As they passed the bridge a loud sound of rushing horses could be heard in the distance.

"Dick, you take two men and hurry down the road to assure our pickets that we are friends. We'll take up the planks to give them time!" Jack shouted, and Dick, with two of the rescued prisoners, dashed away. Many hands and high hope made short work of the light timbers. As the pursuing cavalry turned the bend in the road, in sight of the bridge. Jack's squad gave them a volley and then dashed into cover. The fire was returned. Dick, coming back at a run, with a dozen dismounted men, heard the bullets whistling over his head and saw Jack's posse dispersing to the right and left in the bushes. All were forced into the woods, as the rebels commanded the highway.

"Where is Jack?" Dick asked, rushing among the men. No one had noticed him in the panic. He was not in the huddle that cowered in the reeds to escape the balls, still hurtling viciously over the open. With a cry of rage and despair, Dick flew into the road, and there, not a hundred yards from the bridge, he saw the well-known figure prone on the red earth motionless—dead? Heedless of the warning cries of the others, Dick tore madly to the body, and with a wild cry fell upon the lifeless figure, weltering in blood.

CHAPTER XXVII.

"THE ABSENT ARE ALWAYS IN THE WRONG."

Under Vincent's ardent escort Mrs. Sprague and Merry traveled from Richmond northward in something like haste and with as much comfort as was possible to the limited means of transportation at the command of the Confederate commissary.

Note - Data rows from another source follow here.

PR #34, opened 2020-09-03
SEP 26: Package Salt with Tiamat

bryceml:


krionbsd (approved):

raddessi:
Say I need to patch an issue in salt, is this still possible via some other method after this is packaged in to a frozen binary? I would love to say don't do this but I've had multiple patches for every version of salt that we've used in prod so far.

In the current system I just use salt's own `file.patch` to self-patch.. would we need to say keep our own fork of the branch we're running then apply our patches and repackage it up there, then distribute internally? Or is there another method?

Akm0d:
> In the current system I just use salt's own `file.patch` to self-patch.. would we need to say keep our own fork of the branch we're running then apply our patches and repackage it up there, then distribute internally? Or is there another method?

That's exactly what you would need to do; fork -> apply patch -> repackage

I'm currently building a docker container for tiamat that uses a very old glic for maximum portability (and a second container that builds with wine for easy windows .exe creation)

waynew:
@raddessi the other option is to deploy this single binary as a "onedir" build - salt+all deps get extracted to one directory, so you would be able to patch *those* files.

bryceml:
>  deploy this single binary as a "onedir" build - salt+all deps get extracted to one directory, so yo

I thought the tiamat onedir only had pyc files, no py files.  We should get some clarification there.

Akm0d:
oh onedir builds can have py files, it's the single binary that you can't change

raddessi:
Hey nice to hear! I do like options. That's right I remember Tom talking about the "onedir" builds somewhere before.. maybe saltair? OK, both of those are viable (assuming `.py` files are included). :+1: Thanks all for the details

barneysowood:
The SEP suggests that the single binary will have all required Python Libraries and any C Library deps bundled. Looking at the pyinstaller docs, I'm not totally sure this is correct - I don't think it goes as far as bundling glibc for example does it? Might be good to clarify.

I also think the proposal needs to cover what the process will be for tracking what libraries at what version are bundled and how Saltstack will handle the issue of a security vulnerability in a bundled library.

Is there a way for a tiamat binary to show what libraries (and their versions) are bundled? 

@Akm0d - the work you're doing with trying to build stuff "with a very old glibc" sounds somewhat concerning. What distro are you using and how old is it? I assume it's something that's still getting security updates - otherwise, how are you ensuring you don't end up bundling something with a known vulnerability?

Fundamentally, I think if you're proposing to move to a model where you are asking people to install software with a number of libraries bundled in, in a way that is opaque and not patchable in using normal OS procedures, then it's got to be clear that there's strong processes in place around security.

If you go do this road you're going from being responsible for providing updates for vulnerabilities in Salt to being  responsible for providing updates for vulnerabilities in Salt *and* all it's dependencies.

s0undt3ch (approved):
> - It would be a learning curve for people to understand how to add python libraries to the new environment.

We could expand here that we will likely be providing a `pip` command to install additional packages, so, the process will be almost the same as `pip install package`

> - Adding python libraries to the new environment might be harder in an air gapped network.

A previous `pip download package` on a similar system(because of the arch) using the same python version as the tiamat salt package would facilitate this scenario.
Then the downloaded packages could be brought into the air gapped environment for install. Since the tiamat salt package will include a `pip` command, the `pip download package` could potentially be done by a salt tiamat package with the same version as that in the air gapped system in order not to worry about arch/python version compatibility.

>  - People would have to re-install their python packages potentially if we updated the python in the tiamat environment on upgrades.

We could potentially have a directory which could keep the downloaded wheels/sdist since we will control how things get installed and use that on upgrades; If we can have the tiamat packaged salt detect that it's being upgraded, or by a special command that would reinstall everything on demand.

s0undt3ch:
> I also think the proposal needs to cover what the process will be for tracking what libraries at what version are bundled and how Saltstack will handle the issue of a security vulnerability in a bundled library.

For the salt tiamat package, all shipped dependencies will be locked to a version(and the dependencies of a dependcy too).
Look under `requirements/static/py3.*/linux.txt` on the salt repo for an example(this is what we use for reproducible testing)

> Is there a way for a tiamat binary to show what libraries (and their versions) are bundled?

Since the salt tiamat package will likely have a `pip` command, `pip list` would likely be available.

> If you go do this road you're going from being responsible for providing updates for vulnerabilities in Salt to being responsible for providing updates for vulnerabilities in Salt and all it's dependencies.

That's correct, and a `.x` release would be made whenever needed to address a dependency security issue.
We are screening our dependencies for security advisory issues and we would release updates when needed, or, information on how to proceed to upgrade a dependency.

max-arnold:
A couple of questions:

1. Will minor Salt upgrades require reinstallation of 3rd-party python libraries? Any other potential upgrade issues?
2. How this change will affect Salt branching model and/or release frequency? What is the general policy regarding dependency versions and upgrades? There are plenty of security and non-security package upgrades (distros often supply a couple of patches on top of upstream source code). Any plans to track those for bundled libraries? Should we expect more frequent minor releases due to dependency upgrades? Can the existing tag-based release procedure (as opposed to branch-based) handle the increased minor release frequency?
3. `It also means that we can have a single binary as an option`. Could someone elaborate on this? I assumed that all Tiamat-based packages will be single-binary. Is that not the case? Which platforms will get the bundle and which one the single binary?
4. Is there any performance impact? I suspect that single binary salt-call startup time can suffer. Any other potential issues?
5. `It would be a learning curve for people to understand how to add python libraries to the new environment`. How the new way of adding libraries will look like?

max-arnold:
> > In the current system I just use salt's own `file.patch` to self-patch.. would we need to say keep our own fork of the branch we're running then apply our patches and repackage it up there, then distribute internally? Or is there another method?
> 
> That's exactly what you would need to do; fork -> apply patch -> repackage

@Akm0d I also have this question. A quite common way to work around Salt bugs (and lack of frequent minor bugfix releases) is to self-patch it using the `file.patch` state and a diff file that is distributed through `salt://` fileserver. This is much easier than repackaging (no need to have packaging pipelines for different OSes, manage repositories, etc.). Just install Salt from upstream repo and apply a state that patches it. Will this still be possible with Tiamat-based packages?

OrangeDog:
Just on a personal opinion, one of the most annoying things as a linux admin is projects that bundle all their own dependencies, instead of working properly with the OS package system. I guess the tide is turning against this (for desktop users anyway) with e.g. snaps.

I am very sceptical that the salt team is capable of maintaining security patches for all targets in all the dependencies. Most distros are patching something at least every week, with thousands of people supporting it. Meanwhile we constantly hear from salt how it's not possible to do even minor releases more frequently than every couple of months. This proposal increases the maintenance burden by a huge amount.

I need to see a believable commitment to do this properly, and not just vague promises. How (for example) are you going to get patches for undisclosed major CVEs, the way the distributions do?

bryceml:
@OrangeDog this makes it easier on us to package more often because to install newer dependencies, we just upgrade via pip as part of a pipeline.  The old way was really hard to update any dependencies that we added to the repo (take a look at amazon linux's dependencies in the salt repo) because we have to go find updated source rpms or source debs for each of those and then create the package.  With all those rpm's and deb's, which we often had to create ourselves, it added a lot of manual effort.

Windows and mac we already bundle everything and we can usually create those packages and get them tested in a few hours.  The linux ones take several days.

Hopefully this helps ease your concern.

OrangeDog:
This issue affects regular users, formulas, and custom modules.

Many modules require an additional python dependency in order to work.
You can get it with either `pkg.installed` or `pip.installed` (which may also require `pkg.installed` for dev dependencies).

How is this going to work now?
Are all the formulas going to need to detect whether this is a tiamat installation in order to do the right thing?
Is the default environment for `pip.installed` going to be the system python, or the tiamat one (either way requires people to change something)?
Will system python packages be available in the tiamat environment?
What about compatibility between non-python system packages and those bundled by tiamat?

waynew:
@max-arnold - I think https://github.com/saltstack/salt-enhancement-proposals/pull/34#issuecomment-686769847 answers at least a few of your points.

With a single binary style deployment it's static (though custom _modules & the like would still work -- I can't see why they wouldn't), so patching a state would not be possible (without overriding it with a custom _state, say).

However, with the onedir style deployment (IIUC it would go under `/opt`, though there might be platform specific exceptions) you *can* manually patch files to your heart's content.

IIUC it's possible to take the same build and either execute it or have it unpackage itself into a onedir style deployment, but I might be misunderstanding that.

> A couple of questions:
> 
> 1. Will minor Salt upgrades require reinstallation of 3rd-party python libraries? Any other potential upgrade issues?

With the Tiamat builds, IIUC, the 3rd party libs would be included - though I'm not sure about optional deps. @Akm0d if this isn't documented in the SEP or documented elsewhere and linked from here, it should be.

For source-only deps there shouldn't be an issue, but there may be issues with compiled deps. For sure there will be if the ABI has any changes, but there might not be otherwise.

> 2. How this change will affect Salt branching model and/or release frequency? What is the general policy regarding dependency versions and upgrades?

It should reduce the burden of releasing Salt, since vagaries in dependencies would be eliminated - we'll just ship the deps that Salt needs.

Obviously that means that we would have to ensure that we're keeping up with security advisories and cutting new releases when dependencies have issues. That should definitely be addressed in this SEP.

>  There are plenty of security and non-security package upgrades (distros often supply a couple of patches on top of upstream source code). Any plans to track those for bundled libraries? Should we expect more frequent minor releases due to dependency upgrades?

I believe that [Pedro's answer covers this](https://github.com/saltstack/salt-enhancement-proposals/pull/34#issuecomment-687292534)

> Can the existing tag-based release procedure (as opposed to branch-based) handle the increased minor release frequency?

We *do* already branch if we need to make a .2 release (or worse). Our existing approach to other releases should not have to change.

> 3. `It also means that we can have a single binary as an option`. Could someone elaborate on this? I assumed that all Tiamat-based packages will be single-binary. Is that not the case? Which platforms will get the bundle and which one the single binary?

(see above)

> 4. Is there any performance impact? I suspect that single binary salt-call startup time can suffer. Any other potential issues?

single binary startup time definitely suffers, for the obvious reason of extracting the binary. I'm not aware of any other known issues. I seem to recall hearing something about improvements in the one-dir approach over existing Salt, but I don't remember the specifics.

> 5. `It would be a learning curve for people to understand how to add python libraries to the new environment`. How the new way of adding libraries will look like?

That should definitely be documented and either added to the SEP or linked from the SEP

> 6. Where in the filesystem Tiamat-based Salt will be located? Something like `/opt`? Is it possible to install multiple major versions simultaneously?

For a single binary option it should definitely be possible. I mean, heck, you can already do that *now* with Salt if you install to a virtual environment, or otherwise munge your PATH.

waynew:
> What about compatibility between non-python system packages and those bundled by tiamat?

I'm not sure I understand the question. https://gitlab.com/saltstack/pop/tiamat/-/blob/master/docs/topics/quickstart.rst might help.

OrangeDog:
@waynew that's the probably the same question as what you said about ABI issues.

barneysowood:
> > I also think the proposal needs to cover what the process will be for tracking what libraries at what version are bundled and how Saltstack will handle the issue of a security vulnerability in a bundled library.
> 
> For the salt tiamat package, all shipped dependencies will be locked to a version(and the dependencies of a dependcy too).
> Look under `requirements/static/py3.*/linux.txt` on the salt repo for an example(this is what we use for reproducible testing)

> > If you go do this road you're going from being responsible for providing updates for vulnerabilities in Salt to being responsible for providing updates for vulnerabilities in Salt and all it's dependencies.
> 
> That's correct, and a `.x` release would be made whenever needed to address a dependency security issue.
> We are screening our dependencies for security advisory issues and we would release updates when needed, or, information on how to proceed to upgrade a dependency.

@s0undt3ch - that sounds great and like you're covering the issues raised. Would it be possible to get that documented in the SEP as part of the detailed design? I think it's a fundamental part of what's being proposed so it would be good to have it covered in the SEP.

barneysowood:
> > 1. Is there any performance impact? I suspect that single binary salt-call startup time can suffer. Any other potential issues?
> 
> single binary startup time definitely suffers, for the obvious reason of extracting the binary. I'm not aware of any other known issues. I seem to recall hearing something about improvements in the one-dir approach over existing Salt, but I don't remember the specifics.

Is it possible to quantify this? If calling `salt` or any of the cli tools is going to require the extraction each time that's going to make commandline use clunky.

waynew:
@barneysowood the extraction is transparent to the user, aside from the extra time - a couple of seconds on a reasonably modern system.

But if that's unacceptable, that's why onedir exists 🙃

barneysowood:
> @barneysowood the extraction is transparent to the user, aside from the extra time - a couple of seconds on a reasonably modern system.
> 
> But if that's unacceptable, that's why onedir exists 🙃

@waynew are there any Tiamat builds of 3001.1 available to test with currently?

waynew:
I think that's a question for @bryceml. I know it's possible to build your own packages with Tiamat, and at least beardedeagle (on Slack) has been making their own internal Tiamat Salt builds. I don't know if there are instructions on the Tiamat page on how to build Salt, but the quickstart guide did look pretty straight forward (linked above in one of my other comments).

bryceml:
Doesn't look like it. It should be as easy as tagging the salt-pkg repo and they should show up on the artifactory staging repos.  We can probably do that without much difficulty next week.

sjorge:
> Say I need to patch a bug in salt, is this still possible via some other method after this is packaged in to a frozen binary? I would love to say I don't do this but I've had multiple patches for every version of salt that we've used in prod so far.
> 
> In the current system I just use salt's own `file.patch` to self-patch.. would we need to say keep our own fork of the branch we're running then apply our patches and repackage it up there, then distribute internally? Or is there another method?

Depending on what your patching, can't we also sue extmods? to load new modules and states files from _states/ and _modules/ ?

cachedout:
>  How (for example) are you going to get patches for undisclosed major CVEs, the way the distributions do?

This question by @OrangeDog is extremely important and so far as I can tell, didn't get a direct response. If I understand this proposal correctly, this has the potential to put Salt badly on the back foot if a bad CVE hits for a dependency. I understand that the desire is to respond quickly, but as @OrangeDog correctly points out, distros often have these prepared in advance while Salt will not. This is a potentially huge deal, IMHO, as it has the potential to expose systems to known flaws without any recourse but to wait for a new release of Salt and deploy it across large fleets of machines.

I'm looking here at what I assume would be a list of deps which would be bundled for an OS like Redhat: https://repo.saltstack.com/py3/redhat/7.8/x86_64/3001/ . Is that a reasonable way to determine which deps would be bundled? (It's not clear from reading this proposal.)

I picked python-requests to look at which is _just one dependency_ of Salt since it's both in the requirements files and in the repo I linked above and I presume would be bundled using this new method, correct? It has has 38 CVEs so far during 2020. In 2019, Redhat did at least 10 (and possibly more) updates to the requests package alone.

I see two paths here:

1) You issue releases of Salt for every CVE across all your deps. This seems as if it could lead to dozens of a releases a year at a minimum. I struggle to see how this would be a win for Salt users and doesn't seem sustainable for the release team either.

2) You independently evaluate each CVE to determine whether or not the security risk posed introduces a security risk to Salt. This may be possible though challenging, but it would be good to learn more about how the team plans to achieve this.

So, my questions are as follows:

1) Has anybody undertaken an audit to estimate how many times a year Salt would need to release new packages under this new model? Perhaps 2019 could be used as a way to make an estimation for future years?

2) What would the policy for upstream CVEs be? Would a new release of Salt be released for every CVE discovered in an dependency or would they be independently evaluated to determine if they pose a risk to Salt itself? If the latter, could we discuss more about how this evaluation would happen and how such an evaluation could be done in a timely manner given that no advance notice by the upstream maintainers would be available to the release team?

3) Which releases of Salt would be patched in cases where a security release of Salt is issued due to an upstream CVE? Would it just be the most recent version or would it go back a number of versions?

Thanks!

boltronics:
**Security**
It seem that many were impacted by CVE-2020-11651 and CVE-2020-11652 just a few months ago. It took too long for people to upgrade - and in this instance it was only Salt that had the problem. I suspect that some of that was because people were installing old versions through pip and the like instead of via OS updates, and it seems reasonable that Tiamat builds may further encourage such behavour.

However another possibility is that some people deliberately didn't upgrade sooner because they didn't spend time to update their custom states, etc. to be compatible with at least 2019.2 before it was EOL, and only bothered to upgrade when Salt itself was the issue. With this new Tiamat packaging proposal, that situation is going to be much more dangerous since any of the dependencies could be vulnerable and impact the user, even if there was no Salt-specific CVE. Would the average person who may not follow Salt closely know they need to upgrade to keep safe?

When new packages come out to address security issues with Salt, how will this be advertised? If you need to make security releases multiple times a month, that would reflect poorly upon the Salt project. On the other hand, if it's not clear that it's a security release, it puts users who were not planning on upgrading at risk.

**Low-end hardware**
It remains to be seen how this will impact low-end hardware, such as a Raspberry Pi, with already low memory usage and I/O from an SD card. There's no memory savings to be had from having a separate version of Python and related libraries. It will be interesting to look at what impact this has on these kinds of very low end environments, that members of the community might use for home routers and similar basic requirements, particularly where the device is already running other Python applications.

**Downstream packaging**
It is possible that this will cause distributions such as Debian to no longer bother to maintain their own packages, as presumably this could become much harder for them to continue to do so, in a way that would meet their policy requirements. I personally know people who only use versions of Salt that are provided and supported by their chosen distribution - sometimes because the distribution has a consistent, strict packaging and support policy it adheres to. It's good for users to have this flexibility, and also good for Salt to get the exposure from having distributions support the project, even if they are typically older releases. Salt would be a harder sell for people with this mindset who would never use upstream if they can help it, but see the usual Salt competitors are packaged, supported by the distribution and just one command away from installation.

**Motivation**
Lastly, I would like to address some of the points mentioned in the _motivation_ section of the document. What are the distros that Salt wants to officially support but cannot currently? Is that something SaltStack is wanting to do, or just a hypothetical? If so, which distributions specifically? I personally would like to see Salt work on GNU Guix SD, but I guarantee nobody there would so much as glance at anything build using Tiamat (are Tiamat builds even reproducible?).

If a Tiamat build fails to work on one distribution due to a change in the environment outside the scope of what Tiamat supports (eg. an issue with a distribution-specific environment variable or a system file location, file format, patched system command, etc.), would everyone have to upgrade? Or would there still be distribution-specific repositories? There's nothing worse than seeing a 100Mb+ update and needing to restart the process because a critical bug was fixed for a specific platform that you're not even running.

Even in those early days of the war, the railway system of the South was worn out and inadequate. Such a luxury as a parlor car was unknown. The trains were filled with military personages on their way to the field. Mrs. Sprague and Merry were the only women in the car in which they passed from Richmond to Fredericksburg. The route brought them through a land covered with hamlets of camps, drilling squadrons, and the panoply of war. While the elder lady gave a divided mind to the strange panorama, Merry watched everything eagerly, amused and interested by this spectacle of preparation. Such soldiers as she could see distinctly looked like farmers in holiday homespun; the cavalry like nondescript companies of backwoods hunters. There seemed to be no uniformity in infantry equipment or cavalry accoutrements, and the discipline struck her as in keeping with this diversity of dress and ornament. The men could be seen hurrying in boyish glee toward the train as it drew near the temporary station, where mail-bags were thrown out and sometimes supplies of food or munitions of war. Jocular remarks were passed between the soldiery at the windows when the wistful groups gathered along the railway line.

"I say, North Cal'ina, you'n's goin' straight through to Yankee land?" a man in the throng shouts to some one on the train.

"Straight."

"Send us a lock o' Lincoln's hair to poison blind adders, will you?"

"No—promised his scalp to my sweetheart to cover the rocking-chair."